Low transfer efficiencies of 12.6% (6.2–24.7%) present a challenge for clinical use, as pointed out in the paper. Thus, the authors suggest that transfer efficiencies have to be improved through process optimizations. Alternatively, identifying surrogate surface markers for mitochondrial content would enable post-transfer FACS enrichment. However, even without significant progress in these technical areas, the fact that small subpopulations of a CAR T product can be critical to response4 suggests that the enrichment performed for significant in-vitro and in-vivo results might not be necessary when treating patients.

There are also more profound challenges for translation into clinical practice: First, the exhaustion of T cells in the tumor microenvironment (TME) is partly due to substrate depletion. Even though Mito+ cells demonstrated higher total metabolic capacity than Mito- cells in B16KVP tumor bearing mice, different tumors with higher mitotic and metabolic activity, lower vascularization or a less permissive tumor stroma might still outcompete Mito+ T cells for nutrients. Second, intercellular mitochondrial transfer from T cells to tumor cells has been described5 and although the authors note that this is not observed in their experimental system, it might be a relevant and possibly prohibitive factor for clinical applications. Third, even though mitochondria do not cause alloreactivity, BMSCs would likely need to be separated from an adoptive T cell product after transfer while still allowing cell-cell contact during, since free-floating mitochondria from BMSCs did not transfer.
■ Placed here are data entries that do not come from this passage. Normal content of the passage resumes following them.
PR #103, opened 2016-06-08
Added workaround which allows caching of items consuming WinRT

ClxS:
This is a small workaround which allows some items consuming the windows runtime to be cached. It works just by stripping the /ZW flag and appending the define used inside /ZW included files on the preprocessor pass. My guess for why it fails without this workaround is that /ZW force includes certain files which does not play nice with two-step compilation like caching/distribution uses.
Distribution still does not work properly with this workaround yet.

This was mainly tested on UE4 on console platforms, so may not work on all projects depending on layout.

### DIFF
--- a/Code/Tools/FBuild/FBuildCore/Graph/ObjectNode.cpp
+++ b/Code/Tools/FBuild/FBuildCore/Graph/ObjectNode.cpp
@@ -815,18 +815,18 @@ bool ObjectNode::ProcessIncludesWithPreProcessor( Job * job )
 
 		// 1) clr code cannot be distributed due to a compiler bug where the preprocessed using
 		// statements are truncated
-		// 2) code consuming the windows runtime cannot be cached due to preprocessing weirdness
+		// 2) code consuming the windows runtime cannot be distributed due to preprocessing weirdness
 		// 3) pch files are machine specific
 		// 4) user only wants preprocessor step executed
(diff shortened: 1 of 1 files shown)


ffulin:
Hi.  This change seems pretty reasonable.  The only (small) concern is that this *could* be a breaking change if there are some cases where it still doesn't work.  Given that this feels like an overall improvement though, my thinking is that:
a) We can call that out in the release notes
b) People can retain the previous behaviour by explicitly opting any problem ObjectList/Library out of caching with .AllowCaching = false

In my experience (for Xbox One) it was non-trivially beneficial to compile times to greatly limit the amount of things compiled with /ZW.  Out of interest, does Unreal allow you to do that?  Or does it force you to have /ZW on everything?

ClxS:
They used to only use it (/ZW) on objects that actually needed it prior to v4.5, but since then it's been forced onto the entire library.
It would be possible to alter the UnrealBuildTool to only use /ZW on object which actually need it though I'm not sure how much work it'd be.

Maybe it could be best to set AllowCaching to false by default on things using WinRT, that way it's an opt-in that people would be able to use if it works as expected for their project?

ffulin:
I've integrated this into the Perforce mainline and added unit tests.  This will be in the next release (v0.90)

I ended up leaving it enabled by default.  There will be a note about the behaviour change in the release notes.

Thanks for the pull request!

If these factors can be successfully addressed, mitochondrial transfer to CD8+ T cells could be a key technology to improve current adoptive T cell therapies and expand their scope (Fig. 1c). TIL therapy in particular stands to benefit from exhaustion-rescue or protection, since cells are extracted from the TME and have already been exposed to tumor-intrinsic suppression mechanisms. This could unleash their potential as polyclonal T cells that are not limited to one or two target epitopes.
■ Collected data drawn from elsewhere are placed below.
PR #110, opened 2016-07-02
Allow concatenation/assigning of empty arrays to other arrays

dummyunit:
Following statements are valid when .X is a string but not when it's a
struct:
```
.E = {}
.A = { .X }
.T1 = {} + .X
.T2 = {} + { .X }
.T3 = {} + .A
.T4 = {} + { .A }
.T5 = { .X } + {}
.T6 = { .X } + .E
.T7 = { .X } + { .E }
```
This is a side effect of empty arrays being stored as ArrayOfStrings.

This change allows treatment of empty ArrayOfStrings as empty
ArrayOfStructs and vice versa, making those statements valid when .X is
a struct as well.

### DIFF
--- a/Code/Tools/FBuild/FBuildCore/BFF/BFFParser.cpp
+++ b/Code/Tools/FBuild/FBuildCore/BFF/BFFParser.cpp
@@ -1274,7 +1274,15 @@ bool BFFParser::StoreVariableArray( const AString & name,
 				return false;
     		}
 
-			if ( var->IsString() || var->IsArrayOfStrings() )
+			if ( var->IsArrayOfStrings() && var->GetArrayOfStrings().IsEmpty() )
+			{
+				// appending empty array, nothing to do
+			}
+			else if ( var->IsArrayOfStructs() && var->GetArrayOfStructs().IsEmpty() )
+			{
+				// appending empty array, nothing to do
+			}
+			else if ( var->IsString() || var->IsArrayOfStrings() )
 			{
 				// dest is consistent?
 				if ( structValues.IsEmpty() == false )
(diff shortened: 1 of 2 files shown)


ffulin:
Hello.  Thanks for doing this - it will greatly enhance the utility of the ^ operator in loops of structures.  I also really appreciate the updates to the tests.

If I interpret the changes correctly, this change seems to allow:
a) The **destination** variable to change types if is empty
b) The **destination** variable to change types if the source is empty
c) The concatenation of mismatched types to be silent if the **source** is empty

The general rule for variables in the bff is that once they declared, they cannot change type.. I think (a) is ok as an exception as we can consider empty arrays to be "typeless".  However I think (b) and (c) are problematic: I think they should not be allowed as they can hide configuration problems - i.e. I think they should continue to be errors.

What do you think?

dummyunit:
This change allows destination to change its type only between ArrayOfStrings and ArrayOfStructs and only when:
   1. Destination variable is an **empty array** before operation. This is to allow adding struct members (`.X = {} + .Struct`) and appending contents of existing ArrayOfStructs (`.X = {} + .ArrayOfStructs`) to empty array.
   2. **Empty array** is explicitly assigned to destination variable (e.g. `.X = {}` and not `.X = .EmptyArray`). This is a result of inconsistency I have discovered in #113, this will go away (`.X` would retain its type but become empty) automatically when type checking on explicit value assignment will be made stricter.

So to address your points:
   - In (b) type will only change when empty array is assigned explicitly: `.X = {}`. When other variable, that hold an empty array, is assigned type remains the same, here is an example:
```
$ cat test.bff 
.EmptyArray = {}
.Struct = [ .Value = 42 ]
.X = { .Struct }
.X = {}
.Y = { .Struct }
.Y = .EmptyArray
$ fbuild -verbose -config test.bff 
Registered <ArrayOfStrings> variable '.EmptyArray' with 0 elements
Registered <int> variable '.Value' with value '42'
Registered <struct> variable '.Struct' with 1 members
Registered <ArrayOfStructs> variable '.X' with 1 elements
Registered <ArrayOfStrings> variable '.X' with 0 elements
Registered <ArrayOfStructs> variable '.Y' with 1 elements
Registered <ArrayOfStructs> variable '.Y' with 0 elements
```
   I don't think this will hide any configuration errors, because type is changed only when user is explicitly clearing an array.
   - In (c), yes, it will hide this kind of error:
```
.Bar = { .StructA .StructB }
.Baz = {} // Declared empty and then populated in ForEach, but happened to be empty (and that is correct)
.Foo = { .StructC } + .Baz // Oops, wanted to add .Bar but misspelled, and now because .Baz is empty FASTBuild won't complain
```
   But what if I really wanted to add `.Baz`? FASTBuild can't possibly know that and without these changes it will complain. So I think it is better to allow some shooting in the foot in exchange for more flexible syntax.

Also here is summary on what works now and what doesn't:
   - `.X = {} + { .S }`, `.X = {} + { .ArrayOfS }` and `.X = { .S } + {}` works when `.S` is a string, and when `.S` is struct but only because of #113 (type of existing variable isn't being checked).
   - `.X = {} + .S`, `.X = {} + .ArrayOfS`, `.X = { .S } + .EmptyArray` and `.X = { .S } + { .EmptyArray }` works only when `.S` is a string, this change makes them allowed when `.S` is a struct.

Less obviously, this discovery could also enable non-cell-based treatments that modulate physiological mitochondrial transfer in patients. L-778,123, similar substances, or TLN2 regulators could be used systemically with the intent of abrogating mitochondrial transfer to malignant cells or to increase transfer to effector cells in-vivo. Pretreatment of adoptive T cell products is also a viable avenue of investigation.

In conclusion, Baldwin et al. have devised a potent platform to enhance adoptive T cell metabolic fitness and improve their function in in-vitro and in-vivo models. Challenges to translation exist, and the clinical need for exhaustion-resistant adoptive T cell therapies urge the importance of investigating and removing these roadblocks.